As manifested by the existence of the cooperative, Finnish immigrants to the United States often embraced socialism—in no small part due to their experiences of injustice in their home country, “They joined the Socialist Party of America in greater numbers than any other ethnic group,” writes historian Patricia Fanning, “and were consistently at the forefront of demands for workers’ rights and unionization.” Reflecting these politics, Norwood Finns established INTO in 1904, and the group soon joined the Socialist Party and the Finnish Socialist Federation. Two years later, INTO built Finnish Hall, with volunteer labor, on Chapel Street (37 Chapel Court).

The cooperative was one of many of INTO’s activities in Norwood; they ranged from drama groups and athletic clubs to a choir and a women’s sewing group. Finnish Hall also housed a library and hosted educational and political lectures as well.

As a socialist enterprise, the INTO store returned excess revenues to its customer shareholders.
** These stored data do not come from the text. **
PR #764, opened 2015-10-09
Feature/728 service for tenant name

jakubneubauer:
1. New rest service to provide info about logged-in user. For now only a tenant name is in the response.
2. This servise is used in the desktop client to automatically recognize tenant to be used for the remote components api client calls.


kaspersorensen:
LGTM!

PR #765, opened 2015-10-09
Feature/726 remote transformer batching

jakubneubauer:
Using batching transformer as base class for remote transformer. Allows grouping rows into single query. For string concatenator it is cca 2-3x faster than "1 row = 1 query" approach.


monitor/pom.xml
```diff
@@ -132,6 +132,12 @@
 					</exclusion>
 				</exclusions>
 			</dependency>
+			<!-- spring-security-cas imports version 3.1, while hadoop-common imports version 3.2.1. -->
+			<dependency>
+				<groupId>commons-collections</groupId>
+				<artifactId>commons-collections</artifactId>
+				<version>3.2.1</version>
```
kaspersorensen: I believe that we already have commons collections under dependency management, so it's version should not be specified here.

jakubneubauer: No yet. This new addition is in the <dependencyManagement> part of monitor pom.xml

kaspersorensen: What I mean is that commons-collections is already a transitive dependency of both desktop and monitor:

image

So if we start doing management of it, it should be at the parent POM level to avoid anomalies between desktop and monitor.

jakubneubauer: Now I understand your point. Will move it to the parent pom.

jakubneubauer:
obsoleted by PR Bug/828 remote transformers output row collector

PR #766, opened 2015-10-09
Feature/delete source records

HettyK:


engine/core/src/main/java/org/datacleaner/metamodel/datahub/DataHubDeleteBuilder.java
```diff
@@ -25,11 +26,22 @@
 import org.apache.metamodel.query.FilterItem;
 import org.apache.metamodel.schema.Table;
 
-public class DataHubDeleteBuilder extends AbstractRowDeletionBuilder{
+public class DataHubDeleteBuilder extends AbstractRowDeletionBuilder {
+    private static final String GR_ID_COLUMN_NAME = "gr_id";
+    private static final String SOURCE_ID_COLUMN_NAME = "source_id";
+    private static final String SOURCE_NAME_COLUMN_NAME = "source_name";
+
+    enum RecordType {
```
kaspersorensen: Can't we avoid having this somehow? It's one thing that it should eventually go away in DataHub itself, but now it's also leaking to the client. Maybe we can make it so that it's transmitted to the client as a string via some of the services and thus it becomes a dynamic parameter that can eventually also be made dynamic on the server?

HettyK: I guess you mean that we don't want the names of the columns hardcoded in the client? I checked the schema were are fetching from DataHub and that has a primary key property set to true for the gr_id (golden records) and the source_id and source_name (source records). So maybe we can use that to check the where clause. Would that be a good solution?

kaspersorensen: I mean that the enum is a very big restriction around what DataHub can do (only work on person or organization). This restriction is unfortunately there in the backend but shouldn't slip out to the frontend IMO. We can just ask the backend to tell us what record types it has and keep that at the client. But not at compile time. It should be something we keep on request, making it possible for the server to improve and handle other record types.

kaspersorensen:
LGTM

Issue #779, opened 2015-10-12
NullPointerException on remote component PUT request 


jhorcicka:
When submitting a PUT request to get stateless result of a transformer without specifying "data" part of the input there is a NullPointerException. 

### Steps to reproduce
1. Run monitor. 
2. Submit a valid PUT request to check the correct functionality. 
  * URL: http://localhost:8888/repository/admin/components/Concatenator
  * BODY: 
  ```
  {
    "configuration": {
      "columns": ["c1", "c2"],
      "properties": {
        "Columns": ["c1", "c2"],
        "Separator": "-"
      }
    },
    "data": [
      ["v11", "v12"],
      ["v21", "v22"]
    ]
  }
  ```

3. Submit a non-valid PUT request to reproduce an error. 
  * URL: http://localhost:8888/repository/admin/components/Concatenator
  * BODY: 
  ```
  {
    "configuration": {
      "columns": ["c1", "c2"],
      "properties": {
      "Columns": ["c1", "c2"],
      "Separator": "-"
      }
    }
  }
  ``` 

### Actual outcome
500, No content, NullPointerException. 

### Expected outcome
200, Empty JSON result ({}).

PR #780, opened 2015-10-12
Bug #779

jhorcicka:
NullPointerException was fixed within a PUT request to get stateless result of a transformer without specifying "data" part of the input.


kaspersorensen:
LGTM

PR #783, opened 2015-10-12
Avoid potentially losing lines

### LINKED ISSUE #667: Graph UI lines of the OutputStream disappear
First Step: 
image

Second step: 
image

Steps to reproduce: 

1. Build new job.
2. Choose _Customers_ datastore.
3. Add _Completeness analyzer_.
4. Link _customers.csv_ to _Completeness analyzer_.
5. Add _Create Excel spreadsheet_.
6. Link "Complete rows" to _Create Excel spreadsheet_
7. Set sheet name to "test" in dialog (Why is this needed? Shouldn't there be a default?)
8. Add _String analyzer_.
9. Link "incomplete rows" to _String analyzer_
10. Add _Convert to number_.
11. Double click _Convert to number_ and choose all rows.
12. Close

Expected behavior: Everything mapped correctly.

Actual behavior: One or more components may lose their mapping. I've seen zero loss, both lost their mapping and only _Create Excel spreadsheet_ lose it's mapping. At no point did I see _String analyzer_ lose its mapping, that may be because it was mapped last. All components seems to keep their scope setting.

LosD:
This is more of a workaround than a proper fix, but a proper fix is a bit limited by our interface. The main issue is that the property widgets all have their own listeners directly connected to the builders, making it hard to control listeners without yanking the entire dialog window (which is actually still not bullet-proof). A proper fix would probably only allow (or strongly encourage) listeners to listen to their dialog, which would then have a general component listener (also not currently supported) on the component and/or analysisJobListener.

Luckily, only MultipleInputColumnsPropertyWidget seems to have been directly looking at the input from the listener, instead of just updatingfrom the general state, which should make the other TransformerChangeListener-implementing PropertyWidgets immune. Heavy testing is still recommended, though.

Fixes #667
Also contains a fix for re-adding listeners, as well as a wrong addTransformerChangeListener on panel close (none of them actually .

### DIFF
--- a/desktop/ui/src/main/java/org/datacleaner/panels/fuse/ColumnListMultipleCoalesceUnitPropertyWidget.java
+++ b/desktop/ui/src/main/java/org/datacleaner/panels/fuse/ColumnListMultipleCoalesceUnitPropertyWidget.java
@@ -25,6 +25,7 @@ import java.awt.event.ActionEvent;
 import java.awt.event.ActionListener;
 import java.util.ArrayList;
 import java.util.Arrays;
+import java.util.Collections;
 import java.util.HashSet;
 import java.util.List;
 import java.util.Set;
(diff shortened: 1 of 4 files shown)


kaspersorensen:
LGTM and everything in here is quite safe improvements, so thumbs up and from my side no need to do extensive testing before merging. It looks good and _at least_ an improvement to previous code.

PR #789, opened 2015-10-13
Added tooltip to the file selector

### LINKED ISSUE #788: Filename fields should show the filename in the tooltip
Filename fields should show the filename in the tooltip, which would be a lot more helpful than the current approach of just saying "filename".

2015-10-13 16_00_53-create csv file _ datacleaner

stefanjanssen:
So that you can actually see what you are entering. Fixes #788 .

2015-10-13 16_14_29-orderdb _ analysis job _ datacleaner


stefanjanssen:
Worst timing ever.

PR #1245, opened 2016-03-17
Bug/1237 confirmation of logging

### LINKED ISSUE #1237: No confirmation of successful login
When logging to DataCloud a feedback is expected. A creation of a confirmaion on welcome window and on More -> Options -> DataCloud tab.

rposkocil:
fixes #1237

### DIFF
--- a/desktop/ui/src/main/java/org/datacleaner/widgets/options/DataCloudOptionsPanel.java
+++ b/desktop/ui/src/main/java/org/datacleaner/widgets/options/DataCloudOptionsPanel.java
@@ -22,18 +22,11 @@ package org.datacleaner.widgets.options;
 import static org.datacleaner.descriptors.RemoteDescriptorProvider.DATACLOUD_SERVER_NAME;
 import static org.datacleaner.descriptors.RemoteDescriptorProvider.DATACLOUD_URL;
 
-import java.awt.Color;
-import java.awt.Component;
-import java.awt.GridBagConstraints;
+import java.awt.*;
 import java.awt.event.ActionEvent;
 import java.awt.event.ActionListener;
 
-import javax.swing.JButton;
-import javax.swing.JComponent;
-import javax.swing.JEditorPane;
-import javax.swing.JLabel;
-import javax.swing.JPasswordField;
-import javax.swing.JTextField;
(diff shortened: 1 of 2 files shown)


desktop/ui/src/main/java/org/datacleaner/widgets/options/DataCloudOptionsPanel.java
```diff
@@ -160,11 +162,15 @@ private boolean updateDcConfiguration() {
         try {
             RemoteServersUtils.checkServerWithCredentials(DATACLOUD_URL, username, password);
         } catch (Exception ex) {
+            invalidCredentialsLabel.setForeground(new Color(170,10,10));
```
LosD: How come this doesn't use the normal color scheme in WidgetUtils (the old apparently didn't either, so it may not be anything new)?

desktop/ui/src/main/java/org/datacleaner/widgets/options/DataCloudOptionsPanel.java
```diff
@@ -160,11 +162,15 @@ private boolean updateDcConfiguration() {
...
             invalidCredentialsLabel.setText("Sign in to DataCloud failed: " + ex.getMessage());
+            logger.warn("Sign in to DataCloud failed for user '{}'", username, ex);
             return false;
         }
 
-        invalidCredentialsLabel.setText("&nbsp;<br>&nbsp;");
+        invalidCredentialsLabel.setForeground(new Color(10,170,10));
```
LosD: Same here

LosD:
Code looks good, though I'd like a little better use of our styling class (maybe adding the new colors to the class, if the current color scheme doesn't apply). However, this is apparently not new, so not a blocker.

Test went fine, but I don't really like that the user has to click an OS element to dismiss the dialog. I'd prefer it to auto-dismiss after a few seconds, but at the very least a close button should be available.

LosD:
We agreed to skip the timeout. It wont matter much (and might even confuse), and there is quite some time pressure at the moment.

LosD:
Aaaaaaand my eyes apparently doesn't work. The close button is right there in the lower right corner.

Merging! :)

PR #1246, opened 2016-03-17
Lower timeout for HdfsUrlChooser

### LINKED ISSUE #1150: HdfsUrlChooser does not time out when trying to load from an unresponsive machine
Whenever a user tries to browse an unresponsive Hadoop cluster/namenode, the timeout will take forever (I'm not sure if that is literal or not, at least much, much longer than reasonable).

What makes it worse, is that there's no way to cancel the wait, so the DC Window is essentially useless while waiting.

Try to make a timeout on the connection, so that the user doesn't have to wait forever. This probably shouldn't apply to the actual execution of jobs, as we don't want to kill those unless the server is really, truly dead. But maybe make sure that the cancel button works also when dealing with an unresponsive server.

arjansh:
Fixes #1150.

Changed the max number of retries for trying to connect with an HDFS to 1 (where the default is 45) when selecting a File from an HDFS and refactored the code a bit, so no more attempts to retrieve files from the HDFS are done if the scanning of the Hadoop config files isn't successful.

### DIFF
--- a/desktop/ui/src/main/java/org/datacleaner/util/HdfsUtils.java
+++ b/desktop/ui/src/main/java/org/datacleaner/util/HdfsUtils.java
@@ -25,13 +25,15 @@ import java.net.URI;
 import javax.ws.rs.core.UriBuilder;
 
 import org.apache.hadoop.conf.Configuration;
+import org.apache.hadoop.fs.CommonConfigurationKeysPublic;
 import org.apache.hadoop.fs.FileSystem;
 import org.apache.hadoop.fs.Path;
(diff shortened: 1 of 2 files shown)


kaspersorensen:
This only seems to work correctly the first time around, but NOT if I put a bad hostname in the popup dialog that shows after the first attempt. Then it just hangs:

image

I think you may need to set this property somewhere else also? I think in `HdfsUtils.getHadoopConfiguration(...)` although that may be used for (too) many other things.

kaspersorensen:
LGTM.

According to one account, the enterprise grossed $200,000 in 1920 (the equivalent of about $3.2 million in 2025). It “provided meat, groceries, dry goods, shoes, and a restaurant.” It also ran a milk bottling and distribution plant in the neighboring town of Walpole.
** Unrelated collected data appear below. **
PR #1248, opened 2016-03-18
Catch errors in component close methods

### LINKED ISSUE #1247: CloseTaskListener should handle exceptions thrown by @Close
CloseTaskListener doesn't handle exceptions thrown by the cleanup action, which prevents it from signaling to the JoinTaskListener that it has terminated. This is causing the execution to hang indefinitely when an upstream multi-stream component throws an exception in `@Close`.

The issue is easy to reproduce by implementing a `@Close` method that throws a RuntimeException in `MockOutputDataStreamAnalyzer`, and running the `MultipleChainsOfOutputDataStreamTest` test case.

LosD:
To avoid hangs, closing tasks must always continue, even with an error in a component's `@Close`-annotated methods.
We may want to do more elaborate reporting, but for now an error is just logged.

Fixes #1247

### DIFF
--- a/engine/core/src/main/java/org/datacleaner/job/tasks/CloseTaskListener.java
+++ b/engine/core/src/main/java/org/datacleaner/job/tasks/CloseTaskListener.java
@@ -90,6 +90,7 @@ public class CloseTaskListener implements TaskListener {
             cleanup();
         } catch (Exception e) {
             onErrorInternal(task, e, false);
+            return;
         }
         if (_nextTaskListener != null) {
             _nextTaskListener.onComplete(task);
@@ -102,6 +103,8 @@ public class CloseTaskListener implements TaskListener {
     }
 
     private void onErrorInternal(Task task, Throwable throwable, boolean doCleanup) {
+        final boolean previouslySuccessful = _success.getAndSet(false);
+
         if (doCleanup) {
             try {
                 cleanup();
@@ -110,7 +113,6 @@ public class CloseTaskListener implements TaskListener {
             }
         }
 
-        final boolean previouslySuccessful = _success.getAndSet(false);
         if (previouslySuccessful) {
             // only report the first such error
             _analysisListener.errorUnknown(_analysisJob, throwable);
--- a/engine/core/src/main/java/org/datacleaner/job/tasks/CloseTaskListener.java
+++ b/engine/core/src/main/java/org/datacleaner/job/tasks/CloseTaskListener.java
@@ -19,7 +19,6 @@
  */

Initially, the store was a branch of “Turva,” a cooperative store in Quincy that had opened four years earlier. A decade after its founding, the Norwood undertaking (as well as its sister store in Quincy) joined with other Finnish cooperative associations—in Gardner, Fitchburg, Maynard, and Worcester, Massachusetts; and Milford, New Hampshire—and became part of the United Cooperative Society, with its main office in Boston.
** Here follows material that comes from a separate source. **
PR #1249, opened 2016-03-21
Add new partition index to Spark component key

### LINKED ISSUE #1242: Spark submit to Hadoop merges analysis results for Value Distribution Analyzer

The United Cooperative Society effort did not last long. The years 1919-1920 were a time of highly unstable prices as well as political splits among socialists. These factors contributed to modest profits the first year and economic losses the second for the network of cooperatives. As a result, the society decided to give up its office in Boston and for each member store to resume its autonomy, while maintaining the “United Cooperative Society” name but with the location name added on (e.g., United Cooperative Society of Norwood).

The Swedeville store did well in the subsequent decades. However, as supermarket chains expanded into Norwood, the cooperative establishment was at a disadvantage as it could not compete with their prices. In 1953, the store ended its operations.

The building which once housed the United Cooperative Society of Norwood store is now a private home.

47 Savin Avenue, March 2023. Photo by Joseph Nevins.

Getting there:

An MBTA bus that runs between Forest Hills Station (Orange Line) and Walpole passes within a few blocks of the site.

To learn more:

Patricia J. Fanning, Keeping the Past: Norwood at 150, Staunton, Virginia: American History Press, 2021.

Laurie Kerney, “Savin Avenue: The Neighborhood Expands,” blog of the Norwood Historical Society, undated.

Savele Syrjala, The Story of a Cooperative: A Brief History of United Cooperative Society of Fitchburg, Fitchburg: United Cooperative Society, 1947.

H. Haines Turner, Case Studies of Consumers’ Cooperatives: Successful Cooperatives Started by Finnish Groups in the United States Studied in Relation to Their Social and Economic Environment, New York: Columbia University Press, 1941.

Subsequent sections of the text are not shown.